Il treno notturno scivola lento nel cuore del Rajasthan.


 

 

Fuori dal finestrino il paesaggio si fa sempre più arido: dune basse, capre che si radunano attorno a pozze d’acqua, villaggi di fango e paglia che sembrano disegnati dal vento. Quando finalmente appaiono le mura di Bikaner, non c’è la scenografia spettacolare di Jaisalmer o la fama turistica di Jaipur. Qui il deserto non accarezza: graffia. E Bikaner gli risponde con il colore duro della pietra rossa e la fierezza di chi non si è mai arreso. Il primo impatto è con il Forte Junagarh, un colosso che si alza nella pianura come una cittadella.

 

A differenza di altri forti del Rajasthan, non domina dall’alto di una collina: resta piantato a terra, saldo, come se volesse sfidare le tempeste di sabbia. Dentro, un intrico di cortili e stanze svela affreschi, specchi intarsiati, soffitti dorati . Ogni sala racconta di maharaja e battaglie vinte, ma anche della capacità di Bikaner di resistere, stretta tra rotte commerciali ed invasioni.

 

 

 


Uscendo dal forte, la città vecchia ti accoglie con il suo caos irresistibile. Le stradine pulsano di vita: carretti di frutta, vacche sonnolente, negozi di dolci immersi nel profumo di ghee e del cardamomo e venditori di succo di canna da zucchero. 

 

 

 

un banchetto  all’aperto che vende dentiere

 


Qui ogni muro è un racconto. Soprattutto quando, tra i vicoli polverosi, all’improvviso le case si trasformano in palazzi. Le Haveli, le grandi dimore signorili costruite tra il XVIII e il XIX secolo, dai ricchi mercanti Marwari, si alzano come scrigni scolpiti, facciate di arenaria rossa e gialla, che brillano al sole del Rajasthan. Tra le dimore dei mercanti, uomini che fecero fortuna sulle rotte carovaniere e che vollero lasciare il segno affidandosi alla pietra , spicca la Rampuria Haveli: balconi finemente intagliati, finestre che somigliano a merletti, cortili interni pensati per custodire intimità e ricchezza. Oggi molte stanze sono vuote, ma, camminando davanti alle loro facciate, si ha la sensazione che le pareti custodiscano ancora voci di mercanti, profumo di spezie e il rumore dei cammelli al ritorno dal deserto

 

 

 

Tra le vie della città che odorano di spezie, i bambini ti rincorrono con un sorriso curioso, i venditori chiamano mostrando la loro mercanzia e intanto i cammelli passano lenti , come se il tempo non avesse alcuna urgenza.

 

Eppure, tra il caos delle strade ed il brusio dei mercati, ho trovato due luoghi che sembrano sospesi nel tempo: il Bhandasar Jain Temple e l’Hotel Bhairon Villas.
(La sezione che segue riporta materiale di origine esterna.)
PR #1160, opened 2023-04-02
Switch screenshot_rect to become a user action

fidgetingbits:
As part of writing a screenshot tool a long time ago, I changed `screenshot_rect` to a user action. As I'm hoping to eventually push or share the other tool for others to use, I figured I'd push this change.

For reference the other tool is called shotbox https://github.com/fidgetingbits/knausj_talon/tree/master/plugin/shotbox, and the usage of this action is specifically https://github.com/fidgetingbits/knausj_talon/blob/master/plugin/shotbox/shotbox.py#L659

I vaguely recall when I wrote this the general consensus was that we shouldn't be importing other local python files (I think because of potential negative affects on talon dynamic module reloading), which is why I did this as a user action instead of just `from .. import screenshot_rect`. If this is no longer the case than it may be not necessary and I can just change my shotbox code, so I'll leave it up to you folks to decide.

### DIFF
--- a/plugin/screenshot/screenshot.py
+++ b/plugin/screenshot/screenshot.py
@@ -2,7 +2,7 @@ import os
 from datetime import datetime
 from typing import Optional
 
-from talon import Context, Module, actions, app, clip, cron, screen, ui
+from talon import Context, Module, actions, app, clip, cron, registry, screen, ui
 from talon.canvas import Canvas
 
 mod = Module()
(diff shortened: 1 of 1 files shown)


plugin/screenshot/screenshot.py
```diff
@@ -26,13 +26,13 @@ class Actions:
...
-        screen = get_screen(screen_number)
-        screenshot_rect(screen.rect)
+        selected_screen = get_screen(screen_number)
+        actions.user.screenshot_rect(selected_screen.rect)
 
     def screenshot_window():
         """Takes a screenshot of the active window and saves it to the pictures folder"""
         win = ui.active_window()
-        screenshot_rect(win.rect, win.app.name)
+        actions.user.screenshot_rect(win.rect, win.app.name)
```
splondike, line 35: Need to put in a screen_num arg here (currently crashes).

splondike (commented):
I like this having an action as the interface rather than the import stuff. Tests out okay for me except for that minor issue that I identified.

plugin/screenshot/screenshot.py
fidgetingbits: Easier to fix by adding keyword assignment `title=win.app.name`. I did that and confirmed it works.

plugin/screenshot/screenshot.py
```diff
@@ -52,20 +52,23 @@ def screenshot_settings():
...
         clipboard_rect(win.rect)
 
-
-def screenshot_rect(rect: ui.Rect, title: str = ""):
-    flash_rect(rect)
-    img = screen.capture_rect(rect)
-    path = get_screenshot_path(title)
-    img.write_file(path)
+    def screenshot_rect(
+        rect: ui.Rect, screen_num: Optional[int] = None, title: str = ""
```
auscompgeek, line 64: Should `screen_num` and `title` be swapped around? If for some reason someone wanted to call this from TalonScript it wouldn't be possible to pass `title` without passing a non-None `screen_num`.

knausj85 (approved):

plugin/screenshot/screenshot.py
splondike: This seems like a worthwhile change. Otherwise this all tests out OK for me now.

fidgetingbits: Sure I'll change that

PR #1161, opened 2023-04-02
Add lua

fidgetingbits:
Basic lua support

### DIFF
--- a/lang/lua/lua.py
+++ b/lang/lua/lua.py
@@ -161,10 +161,10 @@ class UserActions:
         actions.insert("nil")
 
     def code_insert_is_null():
-        actions.insert("== nil")
+        actions.insert(" == nil")
 
     def code_insert_is_not_null():
-        actions.insert("~= nil")
+        actions.insert(" ~= nil")
 
     ##
     # code_functions
--- a/lang/lua/lua.py
+++ b/lang/lua/lua.py
@@ -14,8 +14,6 @@ mod.setting(
 )
 mod.tag("stylua", desc="Tag for stylua linting commands")
 
-# XXX - this should be updatable with other modules like nse, neovim, base
-# off some tags
 ctx.lists["user.code_common_function"] = {
     "to number": "tonumber",
     "eye pairs": "ipairs",
@@ -61,9 +59,6 @@ ctx.lists["user.code_common_function"] = {
     "O S execute": "os.execute",
 }
 
-# XXX - it would be nice to correlate what we import these library is as to the
-# function calls. Ex: if someone does `local j = require("json")` then when we
-# call in too json libraries, we would prefix it with `j.parse()`
 ctx.lists["user.code_libraries"] = {
     "bit": "bit",
     "I O": "io",
@@ -78,9 +73,6 @@ ctx.lists["user.code_libraries"] = {
     "H T T P": "http",
     "web": "http",
     "jason": "json",
-    # Nmap Scripting Engine
-    # XXX - They should go in its own extension for .nse files
-    "short port": "shortport",
 }
 
 
@@ -249,7 +241,6 @@ class UserActions:
     def code_operator_multiplication():
         actions.insert(" * ")
 
-    # action(user.code_operator_exponent): " ** "
     def code_operator_division():
         actions.insert(" / ")
 
--- a/lang/lua/lua.py
+++ b/lang/lua/lua.py
@@ -1,0 +1,321 @@
+from talon import Context, Module, actions, settings
+
+mod = Module()
+ctx = Context()
+ctx.matches = r"""
+tag: user.lua
+"""
+
+mod.setting(
+    "lua_version",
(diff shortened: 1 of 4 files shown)


rntz:
probably want to uncomment https://github.com/knausj85/knausj_talon/blob/main/core/modes/language_modes.py#L27

lang/lua/lua.py
```diff
@@ -0,0 +1,312 @@
...
+    "I O": "io",
+    "string": "string",
+    "U T F eight": "utf8",
+    "table": "table",
+    "math": "math",
+    "O S": "os",
+    "debug": "debug",
+    "L F S": "lfs",
+    "socket": "socket",
+    "H T T P": "http",
```
rntz, line 73: conformer should be able to handle just "io", "utf eight", "os", "lfs", "http" - are you using Dragon / does Dragon have issues with acronyms?

lang/lua/lua.py
```diff
@@ -0,0 +1,312 @@
...
+    "table unpack": "table.unpack",
+    "table insert": "table.insert",
+    "tabel get N": "table.getn",
+    "tabel sort": "table.sort",
+    # math
+    "math max": "math.max",
+    # json
+    "jason parse": "json.parse",
+    # http
+    "web get": "http.get",
```
rntz, line 51: might be more consistent to use "http get" here, or at least have it as an alternative

rntz (approved):
I have a few optional suggestions but this looks fine. Haven't tested it. Feel free to merge with/without taking suggestions.

lang/lua/lua.py
fidgetingbits: No I use conformer, just an old pre-conformer habit from not wanting to assume stuff isn't known and then not working. Generally (to me) it seems sane to just not assume or spend time verifying what it knows vs not and just spell it out though. Curious if there is an advantage, outside I guess readability, to having utf8 vs U T F 8?

lang/lua/lua.py
```diff
@@ -0,0 +1,312 @@
...
+class UserActions:
+    # tag-related actions listed first, indicated by comment. corresponds to
+    # the tag(): user.code_imperative style declaration in the language .talon
+    # file
+
+    ##
+    # code_imperative
+    ##
+    def code_state_if():
+        actions.insert("if  then\n\nend")
```
splondike, line 95: See comment here about not including end block delimiters: https://github.com/knausj85/knausj_talon/pull/1162#discussion_r1160410725 (let's discuss there if needed). This looks like it applies to all your control blocks and public/private function actions.

lang/lua/lua.py
```diff
@@ -0,0 +1,312 @@
...
+        actions.insert("false")
+
+    ##
+    # code_data_null
+    ##
+    def code_insert_null():
+        actions.insert("nil")
+
+    def code_insert_is_null():
+        actions.insert("== nil")
```
splondike, line 168: Space before the operator in these for consistency with e.g. Python.

splondike (commented):
A few comments about consistency with other languages in knausj_talon.

fidgetingbits:
I think this is fine to merge now but I'll wait a day or two just to make sure there are no other comments

lang/lua/lua.py
rntz: IME with conformer splitting words into separate characters actually harms recognition; so "utf eight" will actually recognize more accurately than "u t f eight". But I think it's fine to just have "u t f eight", it may well be more future-proof against different/future models.

knausj85: As is, this will work better for for those that still use dragon too

nriley:
@fidgetingbits A couple errors I noticed with this PR:

```
WARNING actions: skipped because they have no matching declaration: (user.code_state_continue)
WARNING tags: skipped because they have no matching declaration: (user.nvim_lua)
```

Looks like you are missing a declaration for this action (missing file?) and may want to remove the tag since there is no other mention of nvim_lua in knausj currently.

lang/lua/lua.py
```diff
@@ -0,0 +1,308 @@
...
+        actions.user.insert_between("while ", " do")
+
+    def code_state_return():
+        actions.insert("return ")
+
+    def code_break():
+        actions.insert("break ")
+
+    # Assumes a ::continue:: label
+    def code_state_continue():
```
auscompgeek, line 123: Is there a reason for defining a new action for this instead of reusing `code_state_next()`?

fidgetingbits: Nope, just missed that code_next is what I needed when I implemented it I guess. Can change it to next instead.

auscompgeek: Probably appropriate. I had `state (next | continue): user.code_next()` in my local changes and ended up with the conflict.

fidgetingbits: Sounds good. I'll have time tomorrow to fix it.

PR #1162, opened 2023-04-02
basic Julia support

rntz:


lang/julia/julia.py
```diff
@@ -0,0 +1,115 @@
...
+}
+
+
+@ctx.action_class("user")
+class UserActions:
+    def code_operator_subscript():
+        actions.user.insert_between("[", "]")
+
+    def code_insert_null():
+        actions.auto_insert("nothing")
```
splondike, line 24: It's better to just use insert for code stuff because it doesn't go through `auto_format`.

lang/julia/julia.py
```diff
@@ -0,0 +1,115 @@
...
+
+    def code_state_if():
+        actions.auto_insert("if\nend")
```
splondike, line 27: Other languages with non-brace block delimiters (e.g. ruby, vimscript) seem to not include the closing delimiter (i.e. end) in their control block commands. So I reckon we shouldn't here either.

lang/julia/julia.py
```diff
@@ -0,0 +1,115 @@
...
+    def code_insert_function(text: str, selection: str):
+        text += f"({selection or ''})"
+        actions.user.paste(text)
+        actions.edit.left()
+
+    def code_default_function(text: str):
+        actions.user.code_public_function(text)
+
+    def code_public_function(text: str):
+        result = "function {}()\nend".format(
```
splondike, line 58: Remove this closing delimiter as well I think.

lang/julia/julia.py
```diff
@@ -0,0 +1,115 @@
...
+
+    def code_operator_in():
+        actions.auto_insert(" ∈ ")
+
+    def code_operator_not_in():
+        actions.auto_insert(" ∉ ")
+
+
+def julia_end():
+    actions.insert("\nend")
```
splondike, line 107: I think these are unused functions.

lang/julia/julia.talon
```diff
@@ -0,0 +1,30 @@
...
+tag(): user.code_operators_math
+
+settings():
+    user.code_private_function_formatter = "SNAKE_CASE"
+    user.code_public_function_formatter = "SNAKE_CASE"
+    user.code_private_variable_formatter = "SNAKE_CASE"
+    user.code_protected_variable_formatter = "SNAKE_CASE"
+    user.code_public_variable_formatter = "SNAKE_CASE"
+
+[state] [at] assert: "@assert "
```
splondike, line 22: It's probably worth making the state prefix mandatory for consistency with other languages.

Also are the dassert things standard Julia? I couldn't find them with a web search.

lang/julia/julia.py
fidgetingbits: I think generally I'm okay with removing them, and I'll remove it from the lua pull request. But it does make me wonder if there should be a separate action that corresponds to the full set of block delimiters? It seems like there's enough languages structured that way and a lot of the time I know I'm going to want both anyways so it would reduce the requirement to rely on snippets in the editor or having to chain commands.

rntz:
I don't think I have the bandwidth to work on this so I'm going to close; anyone else should feel free to reopen or complete.

PR #1167, opened 2023-04-09
i3wm: Call i3-msg using subprocess instead of os.system

auscompgeek:
Need to test this first but opening to get the ball rolling.

Starts on #945

### DIFF
--- a/apps/i3wm/i3wm.py
+++ b/apps/i3wm/i3wm.py
@@ -1,9 +1,10 @@
 import subprocess
 from typing import Optional, Union
 
-from talon import Module, actions, settings
+from talon import Context, Module, actions, settings
 
 mod = Module()
+ctx = Context()
 
 mod.tag("i3wm", desc="tag for loading i3wm related files")
 mod.setting(
@@ -18,6 +19,16 @@ mod.setting(
     default="super",
     desc="The default key to use for i3wm commands",
 )
+
+ctx.matches = """
+tag: user.i3wm
+"""
+
+
+@ctx.action_class("app")
+class AppActions:
+    def window_close():
+        subprocess.check_call(("i3-msg", "kill"))
 
 
 @mod.action_class
--- a/apps/i3wm/i3wm.py
+++ b/apps/i3wm/i3wm.py
@@ -85,9 +85,13 @@ class Actions:
     def i3wm_move_to_workspace(which: Union[str, int]):
         """Move the focused container to the specified workspace"""
         if isinstance(which, int):
-            subprocess.check_call(("i3-msg", "move", "container", "to", "workspace", "number", str(which)))
+            subprocess.check_call(
+                ("i3-msg", "move", "container", "to", "workspace", "number", str(which))
+            )
         else:
-            subprocess.check_call(("i3-msg", "move", "container", "to", "workspace", which))
+            subprocess.check_call(
+                ("i3-msg", "move", "container", "to", "workspace", which)
+            )
 
     def i3wm_move_to_output(which: str):
         """Move the focused container to the specified output."""
--- a/apps/i3wm/i3wm.py
+++ b/apps/i3wm/i3wm.py
@@ -1,3 +1,6 @@
+import subprocess
+from typing import Optional, Union
+
 from talon import Module, actions, settings
 
 mod = Module()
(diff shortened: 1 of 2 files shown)


apps/i3wm/i3wm.talon
```diff
@@ -2,82 +2,81 @@
...
 
-(win | window) left: user.system_command("i3-msg focus left")
-(win | window) right: user.system_command("i3-msg focus right")
-(win | window) up: user.system_command("i3-msg focus up")
-(win | window) down: user.system_command("i3-msg focus down")
+(win | window) left: user.i3wm_focus("left")
+(win | window) right: user.i3wm_focus("right")
+(win | window) up: user.i3wm_focus("up")
+(win | window) down: user.i3wm_focus("down")
 (win | window) kill: user.system_command("i3-msg kill")
```
auscompgeek, line 14: I think `window close` should also work, right?

apps/i3wm/i3wm.py
```diff
@@ -29,6 +63,44 @@ def i3wm_shell():
...
         actions.key(f"{key}-enter")
 
+    def i3wm_focus(what: str):
+        """Move focus"""
+        subprocess.check_call(("i3-msg", "focus", what))
+
+    def i3wm_switch_to_workspace(which: Union[str, int]):
+        """Focus the specified workspace"""
+        if isinstance(which, int):
+            subprocess.check_call(("i3-msg", "workspace", "number", str(which)))
```
auscompgeek, line 73: Should we just override `user.desktop(number: int)`?

Noteworthy is that the desktop stuff is in `plugin/desktops/`. If this starts overriding those actions, should it live in `core/`?

apps/i3wm/i3wm.py
```diff
@@ -29,6 +63,44 @@ def i3wm_shell():
...
+
+    def i3wm_move(to: str):
+        """Move the focused container"""
+        subprocess.check_call(("i3-msg", "move", to))
+
+    def i3wm_move_to_workspace(which: Union[str, int]):
+        """Move the focused container to the specified workspace"""
+        if isinstance(which, int):
+            subprocess.check_call(
+                ("i3-msg", "move", "container", "to", "workspace", "number", str(which))
```
auscompgeek, line 89: If we decide to override `user.desktop`, we should also override `user.window_move_desktop(number: int)`, and `window_move_desktop_{left,right}` too.

apps/i3wm/i3wm.talon
```diff
@@ -2,82 +2,81 @@
...
 tag: user.i3wm
 -
-port <number_small>: user.system_command("i3-msg workspace number {number_small}")
-(port flip | flipper): user.system_command("i3-msg workspace back_and_forth")
-port right: user.system_command("i3-msg workspace next")
-port left: user.system_command("i3-msg workspace prev")
+port <number_small>: user.i3wm_switch_to_workspace(number_small)
+(port flip | flipper): user.i3wm_switch_to_workspace("back_and_forth")
+port right: user.i3wm_switch_to_workspace("next")
+port left: user.i3wm_switch_to_workspace("prev")
```
auscompgeek, line 8: I guess if we override `user.desktop` we should override `user.desktop_next()` and `user.desktop_last()` too.

auscompgeek:
cc @fidgetingbits @splondike

apps/i3wm/i3wm.py
auscompgeek: I suppose the other alternative to overriding is to check whether we're in i3 in the Linux implementation, but that seems a bit awkward to muddy the common implementation with.

apps/i3wm/i3wm.talon
```diff
@@ -2,82 +2,81 @@
...
 
-make scratch: user.system_command("i3-msg move scratchpad")
-[(show | hide)] scratch: user.system_command("i3-msg scratchpad show")
+make scratch: user.i3wm_move("scratchpad")
+[(show | hide)] scratch: user.i3wm_show_scratchpad()
 next scratch:
-    user.system_command("i3-msg scratchpad show")
-    user.system_command("i3-msg scratchpad show")
+    user.i3wm_show_scratchpad()
+    user.i3wm_show_scratchpad()
```
splondike, line 79: `next scratch` doesn't do the right thing on my computer (it just swaps in and out of scratch mode). But I think we can just keep this PR as about refactoring the code, not fixing bugs.

apps/i3wm/i3wm.talon
splondike: Yeah, the app.window_close action could be implemented to enable that command. The default of alt-f4 isn't in the default i3 config I think. Happy if you want to implement that action to replace this system_command usage rather than creating an i3 specific one.

apps/i3wm/i3wm.py
splondike: I reckon leave off this kind of thing for another PR to keep this one focused on just removing the system_command usage with no usage changes.

splondike (approved):
Tested this out and it seems to work fine. Happy to have this merged in after we reimplement the 'win kill' command.

apps/i3wm/i3wm.talon
auscompgeek: For some reason I thought that action sent an X11 signal directly rather than pressing keys. I'll override it and call it here.

We can discuss whether `win kill` should be deprecated in a follow-up PR.

splondike:
Looks good, thanks!

PR #1168, opened 2023-04-09
Mode cleanup

knausj85:
- Switch gdb and windbg to tags

Addresses the remainder of https://github.com/knausj85/knausj_talon/issues/603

La religione jainista è una delle più antiche tradizioni spirituali dell’India, coeva all’induismo e al buddhismo. Pur non essendo una religione di massa (circa 5 milioni di persone), ha lasciato un’impronta profonda nella cultura indiana, soprattutto per la sua filosofia di non-violenza  (ahimsa). Questo principio assoluto si estende a ogni forma di vita, inclusi insetti e microorganismi. Altri principi fondamentali sono il “non-attaccamento” (vivere con sobrietà, evitando desideri eccessivi e possesso) e la “pluralità della verità” (la realtà è complessa e non può essere compresa da un solo punto di vista). Seguono una dieta vegetariana strettissima e molti asceti praticano la rinuncia estrema, fino a non usare mezzi di trasporto per non danneggiare alcuna creatura. I templi jainisti sono celebri per la loro bellezza architettonica e decorativa. Il tempio di Bhandasar ne è un esempio: la leggenda vuole che le fondamenta non siano state cementate con acqua, ma con ghee, il burro chiarificato che qui in India e’ quasi sacro.

 

 


I pilastri scolpiti raccontano storie antiche, i soffitti dipinti brillano di rosso, verde e oro, e ogni angolo sembra un invito a fermarsi e osservare, condividendo attimi con fedeli felici di conoscere turisti di passaggio. 

 

Dentro non c’è mai silenzio vuoto.

È un silenzio che respira, che accompagna i passi lenti, che spinge gli occhi a cercare il cielo.

 

 

Fuori, un fedele ci mostra con orgoglio i suoi baffi, mai tagliati


 

 

A due passi dal possente Junagarh Fort, si nasconde un palazzo che sembra uscito da un sogno dimenticato, il Bhairon Vilas. Non è solo un Hotel qualunque, ma un’antica residenza nobiliare del XIX secolo, dove ogni stanza profuma di storie e di tempo che non passa.

 

Appena varcata la soglia, lo sguardo si perde tra cortili interni, pareti affrescate, lampadari che pendono come ricordi sospesi, e mobili che portano i segni discreti di vite trascorse. Camminando nei corridoi silenziosi, si ha la sensazione di essere ospiti più che clienti, accolti tra i segreti di un Haveli che ha conosciuto maharaja e deserti, danze e solitudini.

 

 

 

Fuori, la città ruggisce con i suoi tuk-tuk, le spezie, i mercati affollati: dentro, il tempo scivola lento. C’è un piccolo giardino, una piscina che riflette i colori del cielo del Rajasthan, e terrazze dove la sera il vento caldo porta con sé il canto lontano delle preghiere.

 

Dormire qui è un’immersione in un passato eroico: ho molto amato questo Hotel.

 

A pochi chilometri da Bikaner, nel villaggio di Deshnok, si trova uno dei luoghi più incredibili di tutta l’India: il Karni Mata Temple, conosciuto come il Tempio dei Topi. Migliaia di roditori vivono liberi all’interno, nutriti e venerati come incarnazioni sacre.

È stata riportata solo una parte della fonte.